■ **Records from a data collection**
↓↓↓

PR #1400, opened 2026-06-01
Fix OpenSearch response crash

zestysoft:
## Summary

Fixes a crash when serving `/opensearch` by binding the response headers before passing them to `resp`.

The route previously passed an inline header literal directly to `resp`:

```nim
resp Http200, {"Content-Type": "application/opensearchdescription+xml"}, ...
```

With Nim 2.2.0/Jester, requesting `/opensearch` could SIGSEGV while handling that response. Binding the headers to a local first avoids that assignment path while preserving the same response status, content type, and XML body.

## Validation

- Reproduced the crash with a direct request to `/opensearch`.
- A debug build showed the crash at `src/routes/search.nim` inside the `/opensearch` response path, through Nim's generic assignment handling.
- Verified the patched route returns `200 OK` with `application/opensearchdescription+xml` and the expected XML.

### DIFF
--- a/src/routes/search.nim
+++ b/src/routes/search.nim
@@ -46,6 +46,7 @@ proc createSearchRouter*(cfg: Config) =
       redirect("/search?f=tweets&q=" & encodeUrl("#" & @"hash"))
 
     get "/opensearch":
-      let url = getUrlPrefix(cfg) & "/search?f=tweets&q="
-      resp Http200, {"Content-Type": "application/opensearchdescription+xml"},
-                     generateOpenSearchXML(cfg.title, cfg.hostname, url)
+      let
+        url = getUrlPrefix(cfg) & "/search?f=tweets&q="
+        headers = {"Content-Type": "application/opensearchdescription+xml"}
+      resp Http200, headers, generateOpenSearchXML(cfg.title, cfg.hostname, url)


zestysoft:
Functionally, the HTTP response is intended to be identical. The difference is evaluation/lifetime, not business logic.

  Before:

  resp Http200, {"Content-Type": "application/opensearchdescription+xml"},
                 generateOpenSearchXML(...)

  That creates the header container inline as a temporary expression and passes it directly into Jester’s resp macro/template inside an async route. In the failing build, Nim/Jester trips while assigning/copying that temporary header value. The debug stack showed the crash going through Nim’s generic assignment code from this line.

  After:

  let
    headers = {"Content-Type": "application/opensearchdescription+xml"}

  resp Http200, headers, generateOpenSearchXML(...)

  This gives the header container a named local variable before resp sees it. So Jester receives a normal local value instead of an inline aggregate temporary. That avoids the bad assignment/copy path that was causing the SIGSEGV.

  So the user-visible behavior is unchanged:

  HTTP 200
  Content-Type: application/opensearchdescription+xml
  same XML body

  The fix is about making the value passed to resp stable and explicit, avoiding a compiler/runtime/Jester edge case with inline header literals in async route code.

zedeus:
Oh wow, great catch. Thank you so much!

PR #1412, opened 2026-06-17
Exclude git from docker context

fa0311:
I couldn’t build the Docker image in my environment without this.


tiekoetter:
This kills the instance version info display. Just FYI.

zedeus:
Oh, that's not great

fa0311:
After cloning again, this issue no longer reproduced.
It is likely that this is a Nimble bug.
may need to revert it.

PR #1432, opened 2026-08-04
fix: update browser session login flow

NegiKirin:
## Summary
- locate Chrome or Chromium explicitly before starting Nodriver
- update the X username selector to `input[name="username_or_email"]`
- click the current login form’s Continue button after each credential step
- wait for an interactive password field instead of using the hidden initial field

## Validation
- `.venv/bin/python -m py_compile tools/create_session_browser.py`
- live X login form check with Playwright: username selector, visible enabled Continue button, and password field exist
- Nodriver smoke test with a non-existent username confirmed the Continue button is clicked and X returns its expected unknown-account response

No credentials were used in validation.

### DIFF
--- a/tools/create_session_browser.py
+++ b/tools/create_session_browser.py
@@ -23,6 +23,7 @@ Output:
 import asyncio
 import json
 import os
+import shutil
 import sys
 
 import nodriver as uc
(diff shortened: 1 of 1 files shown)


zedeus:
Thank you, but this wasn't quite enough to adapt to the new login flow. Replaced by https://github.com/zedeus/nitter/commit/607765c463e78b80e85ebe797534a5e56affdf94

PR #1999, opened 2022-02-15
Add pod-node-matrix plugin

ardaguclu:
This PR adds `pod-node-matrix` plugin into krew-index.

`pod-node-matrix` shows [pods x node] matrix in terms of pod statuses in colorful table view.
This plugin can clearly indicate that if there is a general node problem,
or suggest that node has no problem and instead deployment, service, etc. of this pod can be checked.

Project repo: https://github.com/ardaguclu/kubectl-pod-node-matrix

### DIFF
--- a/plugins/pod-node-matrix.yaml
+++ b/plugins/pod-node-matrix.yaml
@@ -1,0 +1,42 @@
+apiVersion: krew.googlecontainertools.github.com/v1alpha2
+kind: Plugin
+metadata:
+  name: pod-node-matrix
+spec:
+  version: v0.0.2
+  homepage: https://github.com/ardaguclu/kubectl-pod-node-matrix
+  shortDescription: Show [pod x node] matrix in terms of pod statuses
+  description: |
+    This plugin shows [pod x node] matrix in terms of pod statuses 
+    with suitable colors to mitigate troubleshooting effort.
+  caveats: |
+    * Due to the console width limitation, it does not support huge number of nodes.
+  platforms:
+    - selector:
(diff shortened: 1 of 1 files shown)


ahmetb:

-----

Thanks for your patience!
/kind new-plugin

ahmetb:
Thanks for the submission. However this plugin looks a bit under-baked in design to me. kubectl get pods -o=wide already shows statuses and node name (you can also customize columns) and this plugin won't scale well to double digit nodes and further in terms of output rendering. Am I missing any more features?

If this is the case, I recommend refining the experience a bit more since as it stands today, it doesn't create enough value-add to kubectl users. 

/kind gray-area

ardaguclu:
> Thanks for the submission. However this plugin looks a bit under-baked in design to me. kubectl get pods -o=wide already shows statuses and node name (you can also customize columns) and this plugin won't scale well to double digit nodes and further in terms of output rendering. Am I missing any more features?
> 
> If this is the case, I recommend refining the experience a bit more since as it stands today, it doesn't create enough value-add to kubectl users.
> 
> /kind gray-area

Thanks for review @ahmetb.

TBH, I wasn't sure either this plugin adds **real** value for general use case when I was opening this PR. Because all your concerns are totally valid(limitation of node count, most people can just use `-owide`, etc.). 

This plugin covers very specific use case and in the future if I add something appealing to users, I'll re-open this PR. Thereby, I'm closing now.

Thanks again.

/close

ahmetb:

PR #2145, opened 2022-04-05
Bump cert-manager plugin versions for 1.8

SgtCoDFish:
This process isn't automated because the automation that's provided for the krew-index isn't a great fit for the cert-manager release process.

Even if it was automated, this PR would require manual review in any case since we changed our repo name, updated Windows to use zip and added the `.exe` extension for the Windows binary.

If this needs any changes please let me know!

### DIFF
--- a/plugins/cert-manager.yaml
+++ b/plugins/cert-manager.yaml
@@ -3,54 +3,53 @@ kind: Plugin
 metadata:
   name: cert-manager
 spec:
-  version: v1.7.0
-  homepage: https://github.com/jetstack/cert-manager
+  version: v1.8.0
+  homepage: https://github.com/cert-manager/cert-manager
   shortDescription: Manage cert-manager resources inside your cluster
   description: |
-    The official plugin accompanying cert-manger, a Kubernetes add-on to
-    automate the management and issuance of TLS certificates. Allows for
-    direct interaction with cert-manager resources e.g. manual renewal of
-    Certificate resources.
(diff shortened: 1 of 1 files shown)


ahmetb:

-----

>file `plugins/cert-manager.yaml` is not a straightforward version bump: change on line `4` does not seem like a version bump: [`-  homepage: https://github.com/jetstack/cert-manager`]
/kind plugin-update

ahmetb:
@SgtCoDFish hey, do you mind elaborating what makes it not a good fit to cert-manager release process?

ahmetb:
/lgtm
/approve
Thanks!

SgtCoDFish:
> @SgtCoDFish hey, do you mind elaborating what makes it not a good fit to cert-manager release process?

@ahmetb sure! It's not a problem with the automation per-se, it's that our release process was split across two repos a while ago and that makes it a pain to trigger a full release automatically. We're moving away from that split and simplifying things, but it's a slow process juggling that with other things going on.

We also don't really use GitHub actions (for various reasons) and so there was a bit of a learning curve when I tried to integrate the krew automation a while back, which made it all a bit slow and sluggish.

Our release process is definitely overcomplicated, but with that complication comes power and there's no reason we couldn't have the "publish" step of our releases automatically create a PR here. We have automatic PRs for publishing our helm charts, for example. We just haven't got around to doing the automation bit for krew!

↑↑↑
↓↓↓

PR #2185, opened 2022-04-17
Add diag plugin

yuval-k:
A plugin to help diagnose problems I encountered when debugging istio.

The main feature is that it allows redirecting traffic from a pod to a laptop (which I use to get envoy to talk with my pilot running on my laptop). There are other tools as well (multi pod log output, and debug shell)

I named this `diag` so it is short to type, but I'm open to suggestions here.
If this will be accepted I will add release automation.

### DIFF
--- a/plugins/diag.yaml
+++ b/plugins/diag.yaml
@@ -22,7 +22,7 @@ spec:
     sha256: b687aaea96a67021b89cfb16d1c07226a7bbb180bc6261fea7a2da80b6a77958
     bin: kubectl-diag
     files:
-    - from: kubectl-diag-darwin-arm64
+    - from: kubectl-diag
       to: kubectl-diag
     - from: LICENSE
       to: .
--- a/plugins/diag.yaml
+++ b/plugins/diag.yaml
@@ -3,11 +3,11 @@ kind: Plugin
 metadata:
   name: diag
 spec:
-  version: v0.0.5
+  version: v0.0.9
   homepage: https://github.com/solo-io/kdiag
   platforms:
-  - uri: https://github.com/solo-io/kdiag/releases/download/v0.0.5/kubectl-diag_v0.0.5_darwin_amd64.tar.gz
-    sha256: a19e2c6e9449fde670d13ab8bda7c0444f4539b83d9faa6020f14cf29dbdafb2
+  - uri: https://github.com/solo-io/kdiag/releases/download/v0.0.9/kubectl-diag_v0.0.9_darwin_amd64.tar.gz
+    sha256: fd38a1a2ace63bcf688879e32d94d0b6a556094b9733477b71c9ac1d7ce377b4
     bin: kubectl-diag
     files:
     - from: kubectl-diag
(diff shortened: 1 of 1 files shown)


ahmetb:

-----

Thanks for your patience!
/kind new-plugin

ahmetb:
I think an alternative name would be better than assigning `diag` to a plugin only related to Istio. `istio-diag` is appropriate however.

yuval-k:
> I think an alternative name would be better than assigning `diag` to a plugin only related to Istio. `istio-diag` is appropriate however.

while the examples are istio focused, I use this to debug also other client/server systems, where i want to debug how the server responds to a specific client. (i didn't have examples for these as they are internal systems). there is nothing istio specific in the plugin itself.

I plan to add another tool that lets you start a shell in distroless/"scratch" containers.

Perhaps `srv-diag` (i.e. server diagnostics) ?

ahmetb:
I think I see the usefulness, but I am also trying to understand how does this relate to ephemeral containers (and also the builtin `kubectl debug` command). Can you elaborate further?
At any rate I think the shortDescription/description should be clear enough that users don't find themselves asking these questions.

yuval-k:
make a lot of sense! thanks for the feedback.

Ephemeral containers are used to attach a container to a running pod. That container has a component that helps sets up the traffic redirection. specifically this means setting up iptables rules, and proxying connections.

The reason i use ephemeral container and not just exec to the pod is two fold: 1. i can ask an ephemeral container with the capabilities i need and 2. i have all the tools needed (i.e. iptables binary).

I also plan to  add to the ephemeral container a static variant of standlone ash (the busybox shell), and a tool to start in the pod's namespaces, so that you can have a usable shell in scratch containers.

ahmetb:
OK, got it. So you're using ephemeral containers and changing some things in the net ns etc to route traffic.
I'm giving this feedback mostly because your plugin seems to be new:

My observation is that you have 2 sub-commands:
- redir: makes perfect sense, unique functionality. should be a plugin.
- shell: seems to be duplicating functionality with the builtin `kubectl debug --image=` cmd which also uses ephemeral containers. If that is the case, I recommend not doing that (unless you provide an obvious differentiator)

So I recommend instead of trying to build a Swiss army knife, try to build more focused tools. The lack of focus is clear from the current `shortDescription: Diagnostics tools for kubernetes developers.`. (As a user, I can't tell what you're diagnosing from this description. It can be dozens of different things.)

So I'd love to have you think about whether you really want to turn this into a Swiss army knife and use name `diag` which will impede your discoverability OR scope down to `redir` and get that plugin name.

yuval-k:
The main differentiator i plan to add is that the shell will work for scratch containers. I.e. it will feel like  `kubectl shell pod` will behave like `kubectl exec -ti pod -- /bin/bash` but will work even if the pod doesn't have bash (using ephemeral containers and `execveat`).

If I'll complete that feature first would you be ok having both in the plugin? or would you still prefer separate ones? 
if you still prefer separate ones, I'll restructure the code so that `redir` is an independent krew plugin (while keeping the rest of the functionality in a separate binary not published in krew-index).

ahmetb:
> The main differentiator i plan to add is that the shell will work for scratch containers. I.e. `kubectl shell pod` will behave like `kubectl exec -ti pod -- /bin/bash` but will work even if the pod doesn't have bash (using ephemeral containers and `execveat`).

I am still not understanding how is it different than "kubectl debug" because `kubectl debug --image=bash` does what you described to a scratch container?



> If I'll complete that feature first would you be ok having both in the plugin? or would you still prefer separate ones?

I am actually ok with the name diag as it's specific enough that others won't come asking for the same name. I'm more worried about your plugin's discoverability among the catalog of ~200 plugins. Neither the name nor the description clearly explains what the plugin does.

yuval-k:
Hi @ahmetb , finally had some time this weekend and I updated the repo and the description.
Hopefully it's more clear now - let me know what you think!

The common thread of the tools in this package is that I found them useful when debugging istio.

↑↑↑

■ **What you have to do**
Scan the records for the string "more". Copy each line in which it appears.

■ **Exercise response**
Thanks for the submission. However this plugin looks a bit under-baked in design to me. kubectl get pods -o=wide already shows statuses and node name (you can also customize columns) and this plugin won't scale well to double digit nodes and further in terms of output rendering. Am I missing any more features?
If this is the case, I recommend refining the experience a bit more since as it stands today, it doesn't create enough value-add to kubectl users. 
> Thanks for the submission. However this plugin looks a bit under-baked in design to me. kubectl get pods -o=wide already shows statuses and node name (you can also customize columns) and this plugin won't scale well to double digit nodes and further in terms of output rendering. Am I missing any more features?
> If this is the case, I recommend refining the experience a bit more since as it stands today, it doesn't create enough value-add to kubectl users.
So I recommend instead of trying to build a Swiss army knife, try to build more focused tools. The lack of focus is clear from the current `shortDescription: Diagnostics tools for kubernetes developers.`. (As a user, I can't tell what you're diagnosing from this description. It can be dozens of different things.)
I am actually ok with the name diag as it's specific enough that others won't come asking for the same name. I'm more worried about your plugin's discoverability among the catalog of ~200 plugins. Neither the name nor the description clearly explains what the plugin does.
Hopefully it's more clear now - let me know what you think!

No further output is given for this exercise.